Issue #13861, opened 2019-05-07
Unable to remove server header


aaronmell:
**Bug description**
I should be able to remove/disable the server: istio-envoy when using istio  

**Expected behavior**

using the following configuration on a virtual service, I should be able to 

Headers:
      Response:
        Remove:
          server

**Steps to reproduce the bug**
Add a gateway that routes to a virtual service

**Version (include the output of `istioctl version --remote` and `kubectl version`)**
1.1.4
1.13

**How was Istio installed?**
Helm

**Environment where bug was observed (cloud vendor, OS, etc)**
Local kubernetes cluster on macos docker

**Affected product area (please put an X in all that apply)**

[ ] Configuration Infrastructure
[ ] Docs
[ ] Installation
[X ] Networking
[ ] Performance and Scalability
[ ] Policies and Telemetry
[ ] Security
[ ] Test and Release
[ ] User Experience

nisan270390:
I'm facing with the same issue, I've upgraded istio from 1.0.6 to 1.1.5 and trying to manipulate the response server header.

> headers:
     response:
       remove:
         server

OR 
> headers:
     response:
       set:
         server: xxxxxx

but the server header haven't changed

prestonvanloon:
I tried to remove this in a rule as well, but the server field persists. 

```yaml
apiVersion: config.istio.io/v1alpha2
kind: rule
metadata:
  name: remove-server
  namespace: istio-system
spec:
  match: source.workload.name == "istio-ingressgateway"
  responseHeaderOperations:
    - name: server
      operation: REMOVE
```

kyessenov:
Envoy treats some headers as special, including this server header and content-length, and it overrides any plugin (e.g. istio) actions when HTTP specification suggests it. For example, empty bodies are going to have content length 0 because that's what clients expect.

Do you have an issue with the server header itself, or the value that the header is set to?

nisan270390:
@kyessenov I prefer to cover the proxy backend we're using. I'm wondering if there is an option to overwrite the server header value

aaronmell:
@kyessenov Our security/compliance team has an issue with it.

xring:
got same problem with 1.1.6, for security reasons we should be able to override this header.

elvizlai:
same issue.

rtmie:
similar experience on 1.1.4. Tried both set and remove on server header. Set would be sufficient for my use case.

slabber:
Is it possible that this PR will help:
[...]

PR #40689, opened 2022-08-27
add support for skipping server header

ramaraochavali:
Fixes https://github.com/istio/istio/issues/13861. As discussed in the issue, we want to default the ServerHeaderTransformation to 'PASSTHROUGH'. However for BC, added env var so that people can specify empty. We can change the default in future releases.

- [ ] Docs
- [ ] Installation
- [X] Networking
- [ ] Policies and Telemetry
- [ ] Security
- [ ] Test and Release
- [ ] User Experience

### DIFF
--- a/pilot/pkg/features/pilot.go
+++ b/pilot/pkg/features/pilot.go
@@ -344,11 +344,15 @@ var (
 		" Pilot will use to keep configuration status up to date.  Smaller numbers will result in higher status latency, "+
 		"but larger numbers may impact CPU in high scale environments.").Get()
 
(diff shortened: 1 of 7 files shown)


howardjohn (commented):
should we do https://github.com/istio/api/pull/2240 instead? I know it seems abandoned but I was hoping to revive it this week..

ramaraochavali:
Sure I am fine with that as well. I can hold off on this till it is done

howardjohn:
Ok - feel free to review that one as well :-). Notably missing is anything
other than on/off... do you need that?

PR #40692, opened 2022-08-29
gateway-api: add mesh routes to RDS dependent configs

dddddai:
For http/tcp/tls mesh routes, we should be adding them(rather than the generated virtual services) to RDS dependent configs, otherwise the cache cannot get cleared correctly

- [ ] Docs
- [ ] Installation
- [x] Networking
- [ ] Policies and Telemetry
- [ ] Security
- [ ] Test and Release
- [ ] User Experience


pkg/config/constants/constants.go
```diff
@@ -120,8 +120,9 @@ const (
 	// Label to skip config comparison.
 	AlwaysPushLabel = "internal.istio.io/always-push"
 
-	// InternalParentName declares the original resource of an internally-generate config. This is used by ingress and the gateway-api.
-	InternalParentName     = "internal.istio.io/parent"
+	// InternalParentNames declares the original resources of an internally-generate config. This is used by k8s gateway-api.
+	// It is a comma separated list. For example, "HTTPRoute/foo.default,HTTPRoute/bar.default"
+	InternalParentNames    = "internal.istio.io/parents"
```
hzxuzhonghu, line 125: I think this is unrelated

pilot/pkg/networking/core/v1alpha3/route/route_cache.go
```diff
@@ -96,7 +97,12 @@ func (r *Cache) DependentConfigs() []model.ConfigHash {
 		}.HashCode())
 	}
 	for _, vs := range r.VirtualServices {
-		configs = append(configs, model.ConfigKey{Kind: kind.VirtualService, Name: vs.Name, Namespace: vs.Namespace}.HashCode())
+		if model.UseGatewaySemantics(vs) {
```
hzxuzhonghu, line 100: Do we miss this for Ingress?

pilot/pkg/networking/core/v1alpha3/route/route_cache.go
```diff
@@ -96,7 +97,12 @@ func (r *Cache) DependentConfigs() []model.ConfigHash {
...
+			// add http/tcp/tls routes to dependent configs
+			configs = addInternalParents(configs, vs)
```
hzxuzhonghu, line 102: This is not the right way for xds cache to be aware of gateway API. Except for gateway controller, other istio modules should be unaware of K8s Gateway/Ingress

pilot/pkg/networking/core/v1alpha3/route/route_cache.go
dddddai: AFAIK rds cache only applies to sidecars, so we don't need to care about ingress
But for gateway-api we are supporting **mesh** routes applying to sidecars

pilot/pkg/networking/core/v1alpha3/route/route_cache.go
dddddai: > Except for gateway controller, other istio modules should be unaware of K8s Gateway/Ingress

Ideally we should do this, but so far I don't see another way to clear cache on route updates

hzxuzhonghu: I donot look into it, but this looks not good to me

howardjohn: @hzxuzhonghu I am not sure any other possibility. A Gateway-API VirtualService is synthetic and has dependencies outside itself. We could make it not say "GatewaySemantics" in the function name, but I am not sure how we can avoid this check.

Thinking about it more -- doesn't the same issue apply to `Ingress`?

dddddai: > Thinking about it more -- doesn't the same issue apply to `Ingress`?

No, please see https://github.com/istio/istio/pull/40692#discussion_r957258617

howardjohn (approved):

────────────────────

▸ WHAT TO WORK ON
Each entry above is to be set down again in exactly the same words.

▸ THE COMPLETED TASK
Issue #13861, opened 2019-05-07
Unable to remove server header


aaronmell:
**Bug description**
I should be able to remove/disable the server: istio-envoy when using istio  

**Expected behavior**

using the following configuration on a virtual service, I should be able to 

Headers:
      Response:
        Remove:
          server

**Steps to reproduce the bug**
Add a gateway that routes to a virtual service

**Version (include the output of `istioctl version --remote` and `kubectl version`)**
1.1.4
1.13

**How was Istio installed?**
Helm

**Environment where bug was observed (cloud vendor, OS, etc)**
Local kubernetes cluster on macos docker

**Affected product area (please put an X in all that apply)**

[ ] Configuration Infrastructure
[ ] Docs
[ ] Installation
[X ] Networking
[ ] Performance and Scalability
[ ] Policies and Telemetry
[ ] Security
[ ] Test and Release
[ ] User Experience

nisan270390:
I'm facing with the same issue, I've upgraded istio from 1.0.6 to 1.1.5 and trying to manipulate the response server header.

> headers:
     response:
       remove:
         server

OR 
> headers:
     response:
       set:
         server: xxxxxx

but the server header haven't changed

prestonvanloon:
I tried to remove this in a rule as well, but the server field persists. 

```yaml
apiVersion: config.istio.io/v1alpha2
kind: rule
metadata:
  name: remove-server
  namespace: istio-system
spec:
  match: source.workload.name == "istio-ingressgateway"
  responseHeaderOperations:
    - name: server
      operation: REMOVE
```

kyessenov:
Envoy treats some headers as special, including this server header and content-length, and it overrides any plugin (e.g. istio) actions when HTTP specification suggests it. For example, empty bodies are going to have content length 0 because that's what clients expect.

Do you have an issue with the server header itself, or the value that the header is set to?

nisan270390:
@kyessenov I prefer to cover the proxy backend we're using. I'm wondering if there is an option to overwrite the server header value

aaronmell:
@kyessenov Our security/compliance team has an issue with it.

xring:
got same problem with 1.1.6, for security reasons we should be able to override this header.

elvizlai:
same issue.

rtmie:
similar experience on 1.1.4. Tried both set and remove on server header. Set would be sufficient for my use case.

slabber:
Is it possible that this PR will help:
[...]

PR #40689, opened 2022-08-27
add support for skipping server header

ramaraochavali:
Fixes https://github.com/istio/istio/issues/13861. As discussed in the issue, we want to default the ServerHeaderTransformation to 'PASSTHROUGH'. However for BC, added env var so that people can specify empty. We can change the default in future releases.

- [ ] Docs
- [ ] Installation
- [X] Networking
- [ ] Policies and Telemetry
- [ ] Security
- [ ] Test and Release
- [ ] User Experience

### DIFF
--- a/pilot/pkg/features/pilot.go
+++ b/pilot/pkg/features/pilot.go
@@ -344,11 +344,15 @@ var (
 		" Pilot will use to keep configuration status up to date.  Smaller numbers will result in higher status latency, "+
 		"but larger numbers may impact CPU in high scale environments.").Get()
 
(diff shortened: 1 of 7 files shown)


howardjohn (commented):
should we do https://github.com/istio/api/pull/2240 instead? I know it seems abandoned but I was hoping to revive it this week..

ramaraochavali:
Sure I am fine with that as well. I can hold off on this till it is done

howardjohn:
Ok - feel free to review that one as well :-). Notably missing is anything
other than on/off... do you need that?

PR #40692, opened 2022-08-29
gateway-api: add mesh routes to RDS dependent configs

dddddai:
For http/tcp/tls mesh routes, we should be adding them(rather than the generated virtual services) to RDS dependent configs, otherwise the cache cannot get cleared correctly

- [ ] Docs
- [ ] Installation
- [x] Networking
- [ ] Policies and Telemetry
- [ ] Security
- [ ] Test and Release
- [ ] User Experience


pkg/config/constants/constants.go
```diff
@@ -120,8 +120,9 @@ const (
 	// Label to skip config comparison.
 	AlwaysPushLabel = "internal.istio.io/always-push"
 
-	// InternalParentName declares the original resource of an internally-generate config. This is used by ingress and the gateway-api.
-	InternalParentName     = "internal.istio.io/parent"
+	// InternalParentNames declares the original resources of an internally-generate config. This is used by k8s gateway-api.
+	// It is a comma separated list. For example, "HTTPRoute/foo.default,HTTPRoute/bar.default"
+	InternalParentNames    = "internal.istio.io/parents"
```
hzxuzhonghu, line 125: I think this is unrelated

pilot/pkg/networking/core/v1alpha3/route/route_cache.go
```diff
@@ -96,7 +97,12 @@ func (r *Cache) DependentConfigs() []model.ConfigHash {
 		}.HashCode())
 	}
 	for _, vs := range r.VirtualServices {
-		configs = append(configs, model.ConfigKey{Kind: kind.VirtualService, Name: vs.Name, Namespace: vs.Namespace}.HashCode())
+		if model.UseGatewaySemantics(vs) {
```
hzxuzhonghu, line 100: Do we miss this for Ingress?

pilot/pkg/networking/core/v1alpha3/route/route_cache.go
```diff
@@ -96,7 +97,12 @@ func (r *Cache) DependentConfigs() []model.ConfigHash {
...
+			// add http/tcp/tls routes to dependent configs
+			configs = addInternalParents(configs, vs)
```
hzxuzhonghu, line 102: This is not the right way for xds cache to be aware of gateway API. Except for gateway controller, other istio modules should be unaware of K8s Gateway/Ingress

pilot/pkg/networking/core/v1alpha3/route/route_cache.go
dddddai: AFAIK rds cache only applies to sidecars, so we don't need to care about ingress
But for gateway-api we are supporting **mesh** routes applying to sidecars

pilot/pkg/networking/core/v1alpha3/route/route_cache.go
dddddai: > Except for gateway controller, other istio modules should be unaware of K8s Gateway/Ingress

Ideally we should do this, but so far I don't see another way to clear cache on route updates

hzxuzhonghu: I donot look into it, but this looks not good to me

howardjohn: @hzxuzhonghu I am not sure any other possibility. A Gateway-API VirtualService is synthetic and has dependencies outside itself. We could make it not say "GatewaySemantics" in the function name, but I am not sure how we can avoid this check.

Thinking about it more -- doesn't the same issue apply to `Ingress`?

dddddai: > Thinking about it more -- doesn't the same issue apply to `Ingress`?

No, please see https://github.com/istio/istio/pull/40692#discussion_r957258617

howardjohn (approved):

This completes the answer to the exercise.